Try it
Gather each line containing the string "think" from these entries.

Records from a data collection
········
Issue #2605, opened 2021-06-19
Doesn't build on arm64 FreeBSD 13.0-RELEASE


clausecker:
**Describe the bug**
I am trying to add a port for dosbox-x to the ports tree.  Besides some minor issues (poorly documented dependencies, some minor patches needed for `include/byteorder.h`), there is one major issue preventing the build right now:

The code does not build on arm64 FreeBSD 13.0-RELEASE due to dosbox-x assuming `long double` is an 80 bit type and supports x86-like `_FPU_SETCW` calls.

Here's what the errors look like:

```
In file included from core_dynrec.cpp:173:
In file included from ./core_dynrec/decoder.h:25:
In file included from ./core_dynrec/dyn_fpu.h:52:
./core_dynrec/../../fpu/fpu_instructions_longdouble.h:29:12: fatal error: 'fpu_control.h' file not found
#  include <fpu_control.h>
           ^~~~~~~~~~~~~~~
```

The byte order issue is patched by applying NetBSD behaviour to FreeBSD, too:

```
--- include/byteorder.h.orig	2021-06-19 13:37:28 UTC
+++ include/byteorder.h
@@ -115,11 +115,11 @@
 #define _BSD_SOURCE
 #include <endian.h>
 
-#elif defined(__NetBSD__) || defined(__OpenBSD__)
+#elif defined(__NetBSD__) || defined(__OpenBSD__) || defined(__FreeBSD__)
 
 #include <sys/endian.h>
 
-#elif defined(__FreeBSD__) || defined(__DragonFly__)
+#elif defined(__DragonFly__)
 
 #include <sys/endian.h>
```

**To Reproduce**
Build dosbox-x on arm64 FreeBSD 13.0-RELEASE (I built with sdl2, but I don't think this makes a difference).

**Expected behavior**
A successful build.

**Environment (please complete the following information):**
 - Operating system: FreeBSD 13.0-RELEASE on arm64
 - dosbox-x-v0.83.14

Wengier:
I don't have a FreeBSD environment to test myself. If you know how to fix the error(s) to make it build successfully on your FreeBSD platform, please feel free to send pull request to fix the issue. Thanks for your support.

P.S. There is now a dedicated [BUILD.md](https://github.com/joncampbell123/dosbox-x/blob/master/BUILD.md) page for building the DOSBox-X source code. If the source code can be built successfully on FreeBSD then such information may be added on the page as well.

clausecker:
[...]

PR #2911, opened 2021-09-13
Doesn't build on arm64 FreeBSD 13.0-RELEASE

Slesa:
# Description

Code compiles on FreeBSD, but SDL code has to be reconsidered (I have just removed the error when using v1)

Fixes ```#2605```

**Additional information**

When starting, it runs into a flickering screen with 
```
LOG: Aspect ratio: 640 x 480  xToY=1.333 yToX=0.750
LOG: menuScale=1
LOG: Screen report: Method 'None' (-1.000 x -1.000 pixels) at (0.000 x 0.000) (-1.000 x -1.000 mm) (-0.039 x -0.039 in) (-1.000 x -1.000 DPI)
LOG: font texture id=2 will make 128 x 256
```
I could need a little hint what to search for to fix it

### DIFF
--- a/include/byteorder.h
+++ b/include/byteorder.h
@@ -115,11 +115,11 @@
 #define _BSD_SOURCE
 #include <endian.h>
 
-#elif defined(__NetBSD__) || defined(__OpenBSD__)
+#elif defined(__FreeBSD__) || defined(__NetBSD__) || defined(__OpenBSD__)
 
 #include <sys/endian.h>
 
-#elif defined(__FreeBSD__) || defined(__DragonFly__)
+#elif defined(__DragonFly__)
 
 #include <sys/endian.h>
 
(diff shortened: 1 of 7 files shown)


grapeli:
>When starting, it runs into a flickering screen with
>
Try to run like this:
`dosbox-x -set startbanner=false -set fastbioslogo=true`

Slesa:
Runs now. Maybe those flags should be default then for FreeBSD?

grapeli:
> Runs now. Maybe those flags should be default then for FreeBSD?

I don't think this is just a temporary workaround. It will reappear when dosbox-x resizes its window (this happens quite often).
The same effect will be given by setting `-set char9=false`.

**Try on other window managers first.**
Run dosbox-x window maximized (not floating).
If you are using SDL2 then `-set maximize=true`.

Slesa:
Stupid little me... with './configure --enable-sdl2' it runs much better.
········
Response to the exercise
Build dosbox-x on arm64 FreeBSD 13.0-RELEASE (I built with sdl2, but I don't think this makes a difference).
I don't think this is just a temporary workaround. It will reappear when dosbox-x resizes its window (this happens quite often).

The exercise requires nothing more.